Collected data
Issue #605, opened 2016-02-04
Azkaban HTTP callback may skip notification


juhoautio:
Sometimes Azkaban fails to execute the configured HTTP Job callback.

In this case the following error message is printed into the job log:

```
INFO - !!!! WE ARE NOT SUPPORTING JOB CALLBACKS FOR STATUS: READY
```

or

```
INFO - !!!! WE ARE NOT SUPPORTING JOB CALLBACKS FOR STATUS: QUEUED
```

There's a timing/concurrency issue causing this.
- An event is fired about the state change
- When the event is handled, the job status is fetched again from the `ExecutableNode`
- At this point the status may have already been changed, for example from `FAILED` to `QUEUED`, in case of a retry.
- Fix would be to include the actual status into the event at the time of firing it

References
- PR #443 added this feature
- The original spec for job callbacks in issue #442

juhoautio:
Fixed by https://github.com/azkaban/azkaban/pull/606

PR #606, opened 2016-02-04
Fix issue #605: Azkaban HTTP callback may skip notification

juhoautio:
Fix issue #605: Azkaban HTTP callback may skip notification.

- Instead of getting the mutable node status in callbacks, passing the job status - as at the time of firing the event - in additional event data.

### DIFF
--- a/azkaban-common/src/main/java/azkaban/event/Event.java
+++ b/azkaban-common/src/main/java/azkaban/event/Event.java
@@ -16,6 +16,8 @@
 
 package azkaban.event;
 
+import com.google.common.base.Preconditions;
+
 public class Event {
   public enum Type {
     FLOW_STARTED,
@@ -29,16 +31,14 @@ public class Event {
 
   private final Object runner;
   private final Type type;
-  private final Object eventData;
+  private final EventData eventData;
   private final long time;
-  private final boolean shouldUpdate;
 
-  private Event(Object runner, Type type, Object eventData, boolean shouldUpdate) {
+  private Event(Object runner, Type type, EventData eventData) {
     this.runner = runner;
     this.type = type;
     this.eventData = eventData;
     this.time = System.currentTimeMillis();
-    this.shouldUpdate = shouldUpdate;
   }
 
   public Object getRunner() {
@@ -53,24 +53,22 @@ public class Event {
     return time;
   }
 
-  public Object getData() {
+  public EventData getData() {
     return eventData;
   }
 
-  public static Event create(Object runner, Type type) {
-    return new Event(runner, type, null, true);
+  /**
+   * Creates a new event.
+   *
+   * @param runner runner.
+   * @param type type.
+   * @param eventData EventData, null is not allowed.
+   * @return New Event instance.
+   * @throws NullPointerException if EventData is null.
+   */
+  public static Event create(Object runner, Type type, EventData eventData) throws NullPointerException {
+    Preconditions.checkNotNull(eventData, "EventData was null");
+    return new Event(runner, type, eventData);
   }
 
-  public static Event create(Object runner, Type type, Object eventData) {
-    return new Event(runner, type, eventData, true);
-  }
-
-  public static Event create(Object runner, Type type, Object eventData,
-      boolean shouldUpdate) {
-    return new Event(runner, type, eventData, shouldUpdate);
-  }
-
-  public boolean isShouldUpdate() {
-    return shouldUpdate;
-  }
 }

What you are asked to do:
Only lines containing the word "param" matter here: count them in the entries and give the number, nothing else.

Reply:
3